In 2019, Horowitz published an analysis of tapering techniques for SSRIs, with the goal of mitigating withdrawal during discontinuation. According to PET imaging, SSRIs have a dose-response relationship with serotonin receptor occupancy which is hyperbolic rather than linear. This means that as the dose of an SSRI increases, the relative increase in effect becomes smaller and smaller. This phenomenon has been known with other drugs such as benzodiazepines; however tapering guidelines for SSRIs at the time had recommended linear dose reductions which make withdrawal reactions more likely at smaller doses. This is because for a fixed dose increment (such as 5 mg), changes at lower doses produce a larger change in receptor occupancy than changes at higher doses. For example, reducing the drug citalopram from 20 mg to 15 mg results in only a 3% absolute decrease in receptor occupancy, but reducing from 5 mg to 0 mg results in a much larger decrease of 58%. The practical implication is that when stopping an SSRI, it needs to be reduced more slowly at smaller doses to prevent withdrawal. Horowitz suggests hyperbolic tapering, where the dose reductions become progressively smaller over time. For citalopram, a hyperbolic tapering regimen of 20 mg, 9.1 mg, 5.4 mg, 3.4 mg, 2.3 mg, 1.5 mg, 0.8 mg, 0.4 mg, then 0 mg translates into an approximate 10% reduction in serotonin receptor occupancy with each dose decrease. This makes the effect on receptor occupancy of each reduction approximately linear rather than becoming increasingly large at smaller doses. Because of differences between individuals, Horowitz also recommends that the tapering process should be personalized to each patient with ongoing monitoring.

In 2020, the Royal College of Psychiatrists published new patient information on stopping antidepressants, co-authored by Horowitz. Also updated in 2024, the guidelines now recommend that somebody who has been taking antidepressants for many months or years should use a slower taper, and a hyperbolic taper is recommended as the slowest tapering plan.

Horowitz set up England's first deprescribing clinic in 2021, along with psychiatrist and professor Joanna Moncrieff.

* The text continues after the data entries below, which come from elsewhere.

PR #6626, opened 2023-10-24
Content state flag "was published"

yurabakhtin:

- [x] Feature

- [ ] All tests are passing
- [x] Changelog was modified

**Other information:**
Issue: https://github.com/humhub/news/issues/67#issuecomment-1775259496

### DIFF
--- a/protected/humhub/modules/content/migrations/m231024_062218_content_was_published.php
+++ b/protected/humhub/modules/content/migrations/m231024_062218_content_was_published.php
@@ -1,0 +1,28 @@
+<?php
+
+use humhub\components\Migration;
+
+
+/**
+ * Class m231024_062218_content_was_published
+ */
+class m231024_062218_content_was_published extends Migration
+{
+    /**
+     * {@inheritdoc}
+     */
+    public function safeUp()
+    {
+        $this->safeAddColumn('content', 'was_published',
+            $this->boolean()->defaultValue(false)->notNull()->after('state')
+        );
+    }
+
+    /**
+     * {@inheritdoc}
+     */
+    public function safeDown()
+    {
+        $this->safeDropColumn('content', 'was_published');
+    }
+}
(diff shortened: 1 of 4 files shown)


protected/humhub/modules/content/migrations/m231024_062218_content_was_published.php
```diff
@@ -0,0 +1,28 @@
...
+class m231024_062218_content_was_published extends Migration
+{
+    /**
+     * {@inheritdoc}
+     */
+    public function safeUp()
+    {
+        $this->safeAddColumn('content', 'was_published',
+            $this->boolean()->defaultValue(false)->notNull()->after('state')
+        );
```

In 2021, Horowitz published a review of tapering techniques for antipsychotics used in the treatment of schizophrenia, the first ever paper written on the topic. In a way similar to other types of psychiatric medications, dopamine antagonists such as haloperidol also follow a hyperbolic relationship between doses and dopamine receptor occupancy. Based on this, Horowitz and co-authors present hyperbolic tapering as a recommendation for future guidelines on discontinuation, to prevent symptoms like withdrawal-related psychosis and withdrawal dyskinesia. Antipsychotic withdrawal syndrome is hypothesized to be caused by abrupt cessation while dopamine receptors are upregulated (i.e. increased in sensitivity and/or number) as an adaptation to long-term blockage. Slower cessation from a taper is thought to give additional time for this upregulation to resolve. Successful tapering may take months or years in some cases. The paper has been called a 'historic breakthrough' by John Read, a professor at the University of East London. At the time the paper was written, there were no published guidelines on how to stop antipsychotics. A systematic review in 2022 of the need for guideline recommendations on antipsychotic discontinuation also found that "Patients who were gradually weaned off their antipsychotic medication [...] had a much lower risk of experiencing a relapse."

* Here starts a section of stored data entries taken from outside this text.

Issue #6678, opened 2023-11-25
Tour: Auto start test issue


luke-:
Seems the `AutoTourCest` sometimes fails, maybe because the first login is not always detected.  

https://github.com/humhub/humhub/blob/master/protected/humhub/modules/tour/Module.php#L40

For the "first login" check, I do not want any additional DB/Settings queries from the `tour` module.
Maybe we could do a check via the AFTER LOGIN event and then set a session variable, which is detected by the tour widget ?

yurabakhtin:
@luke- PR https://github.com/humhub/humhub/pull/6685 - I have done to use Session from dashboard event side as you suggested, but after activating the test `AutoTourCest` here https://github.com/humhub/humhub/pull/6685/commits/ac3059f18600620505213928fa87293fa9eb35ca it is broken again.
I will review deeply how to fix it.

yurabakhtin:
@luke- I have fixed the auto tour test in the commit https://github.com/humhub/humhub/pull/6685/commits/97710e05b738f1d3cc19e28bc0279287c28fa2bf: as you can see I just set `last_login` to `null`, because it is used now to detect new user after creating/registration.
Before I strarted to use the flag `last_login == null` the condition `updated_by` was used there, it is why the auto test was broken as well because as you can see the user fixtures data has `'updated_by' => '1'` for admin and for several other users.

PR #6249, opened 2023-04-20
Enh #29: AutoStart Tour for new Users

yuriimaz:
**What kind of change does this PR introduce?** (check at least one)

- [ ] Bugfix
- [x] Feature
- [ ] Code style update
- [ ] Refactor
- [ ] Build-related changes
- [ ] Other, please describe:

**Does this PR introduce a breaking change?** (check one)

- [ ] Yes
- [x] No

If yes, please describe the impact and migration path for existing applications:

**The PR fulfills these requirements:**

- [x] It's submitted to the `develop` branch, _not_ the `master` branch if no hotfix
- [ ] When resolving a specific issue, it's referenced in the PR's description (e.g. `Fix #xxx[,#xxx]`, where "xxx" is the Github issue number)
- [x] All tests are passing
- [ ] New/updated tests are included
- [ ] Changelog was modified

If adding a **new feature**, the PR's description includes:
- [ ] A convincing reason for adding this feature (to avoid wasting your time, it's best to open a suggestion issue first and wait for approval before working on it)

**Other information:**
https://github.com/humhub/humhub-internal/issues/29

PR #6685, opened 2023-11-28
Refactor auto start tour for new user

yurabakhtin:

- [ ] Refactor

- [ ] All tests are passing
- [x] Changelog was modified

**Other information:**
Issue: https://github.com/humhub/humhub/issues/6678


protected/humhub/modules/tour/Events.php
```diff
@@ -0,0 +1,78 @@
...
+
+    public static function onDashboardSidebarInit($event)
+    {
+        if (Yii::$app->user->isGuest) {
+            return;
+        }
+
+        $settings = self::getModule()->settings;
+
+        if ($settings->get('enable') == 1 && $settings->user()->get('hideTourPanel') != 1) {
```
luke-, line 31: Hmm, since we load the module user settings `$settings->user()->get('hideTourPanel')` here anyway, the optimization with the session is probably obsolete. :(

luke- (changes requested):

protected/humhub/modules/tour/Events.php
yurabakhtin: @luke- If I understand you correctly you want a solution what I have implemented in new commit https://github.com/humhub/humhub/pull/6685/commits/23f4e22d8dd5e6e6ebba9b3abd97d82d4205717d, so new Session var(to display the dashboard tour widget) is initialized on the event `onAfterLogin`.

But please note the new Session flag will be updated only after re-login user, so I think here we may have 2 issues:
- for all logged in user the dashboard sidebar tour widget will be hidden after apply this update,
- the widget visibility will not be refreshed after change the settings `settings->get('enable')` and `settings->user()->get('hideTourPanel')`

Do you think it is normal for the tour widget? Or we should find a solution how to refresh it for these 2 cases?

luke-: @yurabakhtin Not exactly, since we read out the user tour settings anyway, we can also replace the Login Event & Session solutionwith `$settings->user()->get('firstLoginPopupDisplayed')` here as well. 

However, we also need a solution so that the dialog does not appear for existing users.

yurabakhtin: @luke- Sorry, not clear what to change.

Just for info: before this update https://github.com/humhub/humhub/pull/6249/files#diff-7151ee0d1890e8e7a3812a19e6b4f0c4bb287b1f485bdbd103d50f13b13c1dacL36-L38 the event `onDashboardSidebarInit` is used only for displaying of the tour widget on the dashboard sidebar.

I want to understand when we should use `$settings->user()->get('firstLoginPopupDisplayed')`:
- probably you mean to set this user setting if the tour window was forced to be displayed after login, because currently there code `$user->updated_by === null && $user->created_at === $user->updated_at` is used for this.
- or please describe your idea if what I wrote above is wrong, thanks.

luke-: @yurabakhtin @luke- Sorry, I didn't fully thought fully of that myself.

How about the following:

1.) EVENT_AFTER_REGISTRATION sets `$tourSettings->user()->set('autoStartTour', 1)`
2.) onDashboardSidebarInit checks for `$tourSettings->user()->get('autoStartTour')` and starts tour and removes this setting.

yurabakhtin: @luke- Ok, I have replaced the Session var to `$tourSettings->user()->get('autoStartTour')` in commit https://github.com/humhub/humhub/pull/6685/commits/a389af0dde8a8d60d313e00446c0f39a548f0afd:

- I have found the column `user.last_login` is NULL for new created/registered user,
- so instead of the updating `user.updated_by` as it was used as flag before, I have decided to compare `$user->last_login === null` on event `onUserBeforeLogin`,
- but we still use the Session var to display the tour widget in dashboard sidebar, this session var is refreshed only after each login action, I mean the same issue described here https://github.com/humhub/humhub/pull/6685#discussion_r1408926312, i.e. currently we have 2 flags:
  - Auto start the tour (initialized before login only for new registered users)
  - Display dashboard sidebar widget (initialized after login by condition `$settings->get('enable') == 1 && $settings->user($user)->get('hideTourPanel') != 1`, as I understood we don't need to call this on each dashboard sidebar init and it is why we cached it in the Session var).

yurabakhtin: @luke- 

> Hmm, isn't `last_login` set on the first login? Sounds like a bug for me.

After registration or creating of new user the column `last_login` == `NULL`.
After each login it is filled with current date, it is why I have decided to use the column as flag of first logging even after user creating by admin and not only after registration (`Registration::EVENT_AFTER_REGISTRATION`)

> Could an intermediate Term&Condition page possibly interfere here?

I think no, I have tested this case right now, so current implementaion works this way:

- New user has `last_login = NULL`
- User is logged in first time
- Event `User::EVENT_BEFORE_LOGIN` is called, there we set `user->settings->set('autoStartTour', true)`
- Redirect to page "Terms and Conditions", two case:
  - Logout => the user setting `autoStartTour` is stored for next login action.
  - Accept => go do bashboard, if the dashboard sidebar widget is visible so event `onDashboardSidebarInit` is called:
    - if `autoStartTour === true` => run the auto tour
    - else display the Tour Widget in the Dashboard Sidebar, but I don't like that we use here the condition `Yii::$app->session->get(self::DASHBOARD_WIDGET)` to display it, this Session var is set on the event `AuthController::EVENT_AFTER_LOGIN`, i.e. the Tour Widget visibility will be updated per User only after each relogin, if you think it is ok, then we can keep this solution, otherwise we should improve it to refresh the Session somehow after update the settings which are used to set the Session var `self::DASHBOARD_WIDGET`.

yurabakhtin: > I'm not sure if I'm missing something here, but wouldn't following approach the easiest solution:
> 
> **Event Handler `Registration::EVENT_AFTER_REGISTRATION`:**
> 
> ```
>         /** @var \humhub\modules\tour\Module $tour */
>         $tour = Yii::$app->getModule('tour');
>         $tour->settings->user($event->identity)->set('doAutostart', 1);
> ```

@luke- As I wrote above I prefer to use event `User::EVENT_BEFORE_LOGIN` together with flag `last_login === NULL`, in order to don't skip case when user is creating from Administration or API.

> **Event Tour Widget:**
> 
> ```
>     public static function onDashboardSidebarInit($event)
>     {
>           /** @var Module $module */
>         $module = Yii::$app->getModule('tour');
> 
>         $doAutoStart = false;
>         if (!empty($module->settings->user()->get('doAutostart'))) {
>             $module->settings->user()->delete('doAutostart');
>             $doAutostart = true;
>         }
>         
>         // ... pass $doAutostart to the widget
>     }
> ```

Yes, it works this way.

> Regarding Session Cache: I don't think this is useful, because `$settings->user($user)->get('hide')` will load all user settings (incl. autoStart) for the tour module anyway.

Currently we store in Session the condition to display the Tour Widget on the Dashboard Sidebar:

tour-widget

I have done to store it in Session because as I understood here https://github.com/humhub/humhub/pull/6685#discussion_r1408444095 you don't like to use there data from database.
But I don't think it is good solution to use Session var there, so I have reverted that and prefer to use it as I have done now in the commit https://github.com/humhub/humhub/pull/6685/commits/4ecaad9b7e5a269518cf20552391d77afe0df0ac, do you agree this or please tell why we cannnot this solution?

protected/humhub/modules/tour/Events.php
```diff
@@ -0,0 +1,70 @@
...
+    {
+        return $user->last_login === null && // Force auto start only for new created user who is logged in first time after registration
+            self::shouldDisplayDashboardWidget($user) && // Start it only when the dashboard sidebar widget is visible for the user
+            !self::getModule()->showWelcomeWindow($user); // No need auto start because it will be done by dashboard widget
+    }
+
+    private static function runAutoStartWelcomeTour(): void
+    {
+        self::getModule()->settings->user()->delete(self::AUTO_START);
+        Yii::$app->response->redirect(['/dashboard/dashboard', 'tour' => true]);
```
luke-, line 68: @yurabakhtin Do we really need this extra redirect here?

luke- (changes requested):
@yurabakhtin Thanks, your current solution looks so good to me.

One last  point: Is it really necessary to redirect or reload the dashboard to start the tour?

protected/humhub/modules/tour/Events.php
yurabakhtin: @luke- I find the GET flag `tour` is used to start it - https://github.com/humhub/humhub/blob/fix/6678-tour-auto-start-test-issue/protected/humhub/modules/tour/widgets/Tour.php#L26-L29:

```php
        // Active tour flag not set
        if (!isset($_GET['tour'])) {
            return;
        }
```

If you look at the Tour Dashboard widget:

tour-widget

there all links have URL with param `?tour=1`.

Do you want to find a solution to keep all these 4 links without the flag `tour=1`?
Or do you want to keep the redirect e.g. on the event `onUserAfterLogin` instead of current `onDashboardSidebarInit`?

luke-: I would just like to get rid of the unnecessary redirect. 

1. login (first)
2. dashboard
3. dashboard?tour=1

--- 

Why not something like
https://github.com/humhub/humhub/blob/fix/6678-tour-auto-start-test-issue/protected/humhub/modules/tour/widgets/Tour.php#L26-L29

```
        // Active tour flag not set
        if (!isset($_GET['tour']) || !$this->doAutostart()) {
            return;
        }
```

yurabakhtin: @luke- Ok, I got it, thanks for the explanation. Done in commit https://github.com/humhub/humhub/pull/6685/commits/bef0799a4ae410c7b2b95a9bb2cbcabe6adf1f7a.

luke- (approved):

luke-:
@yurabakhtin Looks good, can you please take a look into tests?

yurabakhtin:
> @yurabakhtin Looks good, can you please take a look into tests?

@luke- Really I don't understand why the tests were broken again after the merging of `master`, because a fix was done in the previous commit where I set `last_login` to `null` for new users because this column is used as flag of new created/registered user.

I just find the warning `The following actions uses node12 which is deprecated and will be forced to run on node16: actions/checkout@v2, actions/setup-node@v1, actions/cache@v1. For more info: https://github.blog/changelog/2023-06-13-github-actions-all-actions-will-run-on-node16-instead-of-node12-by-default/`, so I have updated the actions to `v3` in commit https://github.com/humhub/humhub/pull/6685/commits/dd3c56ad5a455bfd139fa8f561ec64512170a791 and now all tests are green but I don't know how it is related.

luke- (approved):

luke-:
@yurabakhtin Hmm, strange. Let's observe...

In 2022, Horowitz was a co-author of a systematic umbrella review on the serotonin theory of depression, published in Molecular Psychiatry. The idea that depression results from a chemical imbalance of serotonin is popular and influential, but this review found that "there is no convincing evidence that depression is associated with, or caused by, lower serotonin concentrations or activity".

Along with David Taylor, Horowitz authored the Maudsley Deprescribing Guidelines, a textbook published in 2024. A first of its kind, the deprescribing guidelines are a comprehensive resource on safely reducing or stopping antidepressants, benzodiazepines, gabapentinoids and z-drugs.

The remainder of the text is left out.